■ **INSTRUCTIONS FOR THE TASK**
Below are the records. List every line holding the word "really".

[Dataset entries]

● ● ● ● ●

PR #83086, opened 2021-03-13
make default anon const substs optional

lcnr:
*this description is currently outdated*

This is the least invasive way I could think of to get a `tcx` into the `super_visit_with` impl for consts.

Needed to deal with unused substs for anonymous constants. Note that `tcx_for_anon_const_substs` isn't actually used anywhere yet. Not sure whether it makes sense to merge this PR without actually implementing the optional const substs :sweat_smile: 

More info can be found in the [meeting notes](https://github.com/rust-lang/project-const-generics/blob/master/meetings/2021.03.09-unused-substs-impl.md) and on [zulip](https://rust-lang.zulipchat.com/#narrow/stream/260443-project-const-generics/topic/default-substs)

r? @nikomatsakis cc @oli-obk

Issue #78369, opened 2020-10-25
lazy_normalization_consts breaks unsize coercion in rare cases


lcnr:
```rust
#![feature(lazy_normalization_consts)]
struct P<T: ?Sized>([u8; 1 + 4], T);

fn main() {
    let x: Box<P<[u8; 0]>> = Box::new(P(Default::default(), [0; 0]));
    let _: Box<P<[u8]>> = x;
}
```
This works on stable but fails with the following error when using `lazy_normalization_consts`
```
error[E0308]: mismatched types
 --> src/main.rs:6:27
  |
6 |     let _: Box<P<[u8]>> = x;
  |            ------------   ^ expected slice `[u8]`, found array `[u8; 0]`
  |            |
  |            expected due to this
  |
  = note: expected struct `Box<P<[u8]>>`
             found struct `Box<P<[u8; 0]>>`
```
For this to fail the struct has to contain a type referencing an unevaluated constant, `struct P<T: ?Sized>([u8; 5], T)` does work.

assigning to myself, but won't get to this right away. If you are interested in working on this before that feel free to do so.

cc @nikomatsakis @varkor

lcnr:
The issue is here
https://github.com/rust-lang/rust/blob/f5230fbf76bafd86ee4376a0e26e551df8d17fec/compiler/rustc_middle/src/ty/walk.rs#L199

We currently look at all substs while we should only look at the generic params which are actually mentioned by the constant.
The correct solution would be to instead walk the `AbstractConst` in case it exists, but for that we would have to move that to `rustc_middle` and also need to access the `TyCtxt`  everywhere which seems difficult.

I am currently thinking about moving `AbstractConst`s directly into `ConstKind` as the current `ConstKind::Unevaluated` is really unhelpful when dealing with anonymous constants. That would really simplify dealing with them as we can then just treat them pretty much exactly like other projections, :thinking: would be a big change though, so it might make sense allocate some time to discuss this before doing anything stupid here...

cc @oli-obk

oli-obk:
I don't think we can remove `Unevaluated`. There are cases where we can neither build an abstract const nor evaluate it to a concrete constant. And once we have an abstract const, we can't turn that abstract const into a concrete one, so we'd need to keep the information about the uneavluated source around anyway. Can you elaborate on the changes you were thinking about?

lcnr:
[...]

PR #87280, opened 2021-07-19
lazily "compute" anon const default substs

lcnr:
Continuing the work of #83086, this implements the discussed solution for the [unused substs problem](https://github.com/rust-lang/project-const-generics/blob/master/design-docs/anon-const-substs.md#unused-substs). As of now, anonymous constants inherit all of their parents generics, even if they do not use them, e.g. in `fn foo<T, const N: usize>() -> [T; N + 1]`, the array length has `T` as a generic parameter even though it doesn't use it. These *unused substs* cause some backwards incompatible, and imo incorrect behavior, e.g. #78369.

---
We do not actually filter any generic parameters here and the `default_anon_const_substs` query still a dummy which only checks that
- we now prevent the previously existing query cycles and are able to call `predicates_of(parent)` when computing the substs of anonymous constants
- the default anon consts substs only include the typeflags we assume it does.

Implementing that filtering will be left as future work.

---

The idea of this PR is to delay the creation of the anon const substs until after we've computed `predicates_of` for the parent of the anon const. As the predicates of the parent can however contain the anon const we still have to create a `ty::Const` for it.

We do this by changing the substs field of `ty::Unevaluated` to an option and modifying accesses to instead call the method `unevaluated.substs(tcx)` which returns the substs as before. If the substs - now `substs_` -  of `ty::Unevaluated` are `None`, it means that the anon const currently has its default substs, i.e. the substs it has when first constructed, which are the generic parameters it has available. To be able to call `unevaluated.substs(tcx)` in a `TypeVisitor`, we add the non-defaulted method `fn tcx_for_anon_const_substs(&self) -> Option<TyCtxt<'tcx>>`. In case `tcx_for_anon_const_substs` returns `None`, unknown anon const default substs are skipped entirely.

Even when `substs_` is `None` we still have to treat the constant as if it has its default substs. To do this, `TypeFlags` are modified so that it is clear whether they can still change when *exposing* any anon const default substs. A new flag, `HAS_UNKNOWN_DEFAULT_CONST_SUBSTS`, is added in case some default flags are missing.

The rest of this PR are some smaller changes to either not cause cycles by trying to access the default anon const substs too early or to be able to access the `tcx` in previously unused locations.

cc @rust-lang/project-const-generics 
r? @nikomatsakis

### DIFF
--- a/compiler/rustc_middle/src/ty/flags.rs
+++ b/compiler/rustc_middle/src/ty/flags.rs
@@ -305,7 +305,8 @@ impl FlagComputation {
     }
 
     fn add_unevaluated_const(&mut self, ct: ty::Unevaluated<'tcx>) {
-        self.add_substs(ct.substs);
+        // TODO
+        self.add_substs(ct.substs_.unwrap());
         self.add_flags(TypeFlags::HAS_CT_PROJECTION);
     }
 
--- a/compiler/rustc_middle/src/ty/flags.rs
+++ b/compiler/rustc_middle/src/ty/flags.rs
@@ -311,9 +311,20 @@ impl FlagComputation {
     }
 
     fn add_unevaluated_const<P>(&mut self, ct: ty::Unevaluated<'tcx, P>) {
+        // The generic arguments of unevaluated consts are a bit special,
+        // see the `rustc-dev-guide` for more information.
+        //
+        // FIXME(@lcnr): Actually add a link here.
         if let Some(substs) = ct.substs_ {
+            // If they are available, we treat them as ordinary generic arguments.
             self.add_substs(substs);
         } else {
+            // Otherwise, we add `HAS_UNKNOWN_DEFAULT_CONST_SUBSTS` to signify
+            // that our const may potentially refer to generic parameters.
+            //
+            // Note that depending on which generic parameters are actually
+            // used in this constant, we may not actually refer to any generic
+            // parameters at all.
             self.add_flags(TypeFlags::STILL_FURTHER_SPECIALIZABLE);
             self.add_flags(TypeFlags::HAS_UNKNOWN_DEFAULT_CONST_SUBSTS);
         }
--- a/compiler/rustc_middle/src/ty/flags.rs
+++ b/compiler/rustc_middle/src/ty/flags.rs
@@ -34,6 +34,12 @@ impl FlagComputation {
         result.flags
     }
 
+    pub fn for_unevaluated_const(uv: ty::Unevaluated<'_>) -> TypeFlags {
+        let mut result = FlagComputation::new();
+        result.add_unevaluated_const(uv);
+        result.flags
+    }
+
     fn add_flags(&mut self, flags: TypeFlags) {
         self.flags = self.flags | flags;
     }
@@ -91,7 +97,7 @@ impl FlagComputation {
             &ty::Error(_) => self.add_flags(TypeFlags::HAS_ERROR),
 
             &ty::Param(_) => {
-                self.add_flags(TypeFlags::HAS_TY_PARAM);
+                self.add_flags(TypeFlags::HAS_KNOWN_TY_PARAM);
                 self.add_flags(TypeFlags::STILL_FURTHER_SPECIALIZABLE);
             }
 
@@ -292,7 +298,7 @@ impl FlagComputation {
                 self.add_bound_var(debruijn);
             }
             ty::ConstKind::Param(_) => {
-                self.add_flags(TypeFlags::HAS_CT_PARAM);
+                self.add_flags(TypeFlags::HAS_KNOWN_CT_PARAM);
                 self.add_flags(TypeFlags::STILL_FURTHER_SPECIALIZABLE);
             }
             ty::ConstKind::Placeholder(_) => {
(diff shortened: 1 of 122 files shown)


oli-obk:
@bors try @rust-timer queue

just getting a baseline for any follow up changes

compiler/rustc_middle/src/ty/fold.rs
```diff
@@ -775,6 +788,10 @@ impl<'tcx> ValidateBoundVars<'tcx> {
 impl<'tcx> TypeVisitor<'tcx> for ValidateBoundVars<'tcx> {
     type BreakTy = ();
 
+    fn tcx_for_anon_const_substs(&self) -> TyCtxt<'tcx> {
```
nikomatsakis: Why *not* pass in a tcx everywhere? (and name this `fn tcx`?)

lcnr: Some visitors **must not** look into the default substs, as that would cause query cycles. For others a `TyCtxt` isn't
readily available.

The second issue can be fixed by adding the `TyCtxt` as an additional argument to a bunch of places, but I would like
to avoid doing that in this PR (and probably in general tbh).

The first issue could also be solved by overwriting `visit_unevaluated_const` for the affected visitors, but I prefer doing it this way for aesthetic reasons :laughing:

compiler/rustc_middle/src/ty/flags.rs
```diff
@@ -301,8 +307,12 @@ impl FlagComputation {
     }
 
     fn add_unevaluated_const(&mut self, ct: ty::Unevaluated<'tcx>) {
-        // TODO
-        self.add_substs(ct.substs_.unwrap());
+        if let Some(substs) = ct.substs_ {
+            self.add_substs(substs);
+        } else {
```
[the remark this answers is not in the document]
lcnr: >  see rustc-dev-guide

*subtly* implying that I have to write a section for the rustc-dev-guide for us to merge this :p

> When the substs are loaded, they will be the "identity substs" (is this true?) for the constant

not quite, going to write the `rustc-dev-guide` section soon, but e.g.
```rust
fn foo<const N: usize>() -> [u8; N + 1] { todo!() }

fn bar() {
    foo::<3>();
}
```
here the substs for the `N + 1` constant is `3` inside of `bar` while the default substs is the parameter `N`.

So if `substs_` is `Some`, it may either be the default substs - which are all used generic parameters of the parent and, in the future, the bound vars used by the const, e.g. `for<'a> Trait<[u8; foo::<'a>()]>`-  or an instantiation of these params.

> In other words, why do we need HAS_KNOWN_TY_PARAM vs HAS_TY_PARAM?

In other words, where does it cause problems to always assume something has generic parameters if there are unknown anon const substs? 

In wfcheck this would cause us to incorrectly not emit an error here if the default type if the default of a param contained an anon const with unknown substs:
https://github.com/rust-lang/rust/blob/effea9a2a0d501db5722d507690a1a66236933bf/compiler/rustc_typeck/src/check/wfcheck.rs#L856

Most of the other uses of `has_param_types_or_consts` would not cause any bugs as we call `var.subst(tcx, subst)` before that which exposes all default substs. Verifying that isn't trivial though and requires some subtle knowledge about how all of this works, so we should avoid relying on it imo.

For `HAS_FREE_REGIONS` the relevant method is `is_global` which uses the negated type flag, so if we always set `HAS_FREE_REGIONS` and use `var.is_global() == false` to influence user visible behavior this would also be a bug.

I guess that e.g. this would be an issue https://github.com/rust-lang/rust/blob/effea9a2a0d501db5722d507690a1a66236933bf/compiler/rustc_typeck/src/impl_wf_check/min_specialization.rs#L366

compiler/rustc_middle/src/ty/fold.rs
lcnr: I also unfortunately started with `fn tcx_for_anon_const_substs(&self) -> TyCtxt<'tcx>` and changed it to
`fn tcx_for_anon_const_substs(&self) -> Option<TyCtxt<'tcx>>` which isn't too great tbh :sweat_smile:

compiler/rustc_middle/src/ty/fold.rs
```diff
@@ -108,29 +124,44 @@ pub trait TypeFoldable<'tcx>: fmt::Debug + Clone {
...
+        !self.has_type_flags(TypeFlags::HAS_POTENTIAL_FREE_LOCAL_NAMES)
     }
 
     /// Indicates whether this value references only 'global'
     /// generic parameters that are the same regardless of what fn we are
     /// in. This is used for caching.
-    fn is_global(&self) -> bool {
-        !self.has_type_flags(TypeFlags::HAS_FREE_LOCAL_NAMES)
+    fn is_global(&self, tcx: TyCtxt<'tcx>) -> bool {
+        !self.definitely_has_type_flags(tcx, TypeFlags::HAS_KNOWN_FREE_LOCAL_NAMES)
```
lcnr, line 164: I don't really like the names of these 2 methods and we can't use `definitely_` and `potentially_` here.

We could use `has_local_names` instead but that seems a bit less clear that `is_global` :thinking:

rylev:
The performance hit was justified [here](https://github.com/rust-lang/rust/pull/87280#issuecomment-906288243) so marking it as such.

● ● ● ● ●

■ **TASK ANSWER**
I am currently thinking about moving `AbstractConst`s directly into `ConstKind` as the current `ConstKind::Unevaluated` is really unhelpful when dealing with anonymous constants. That would really simplify dealing with them as we can then just treat them pretty much exactly like other projections, :thinking: would be a big change though, so it might make sense allocate some time to discuss this before doing anything stupid here...
lcnr, line 164: I don't really like the names of these 2 methods and we can't use `definitely_` and `potentially_` here.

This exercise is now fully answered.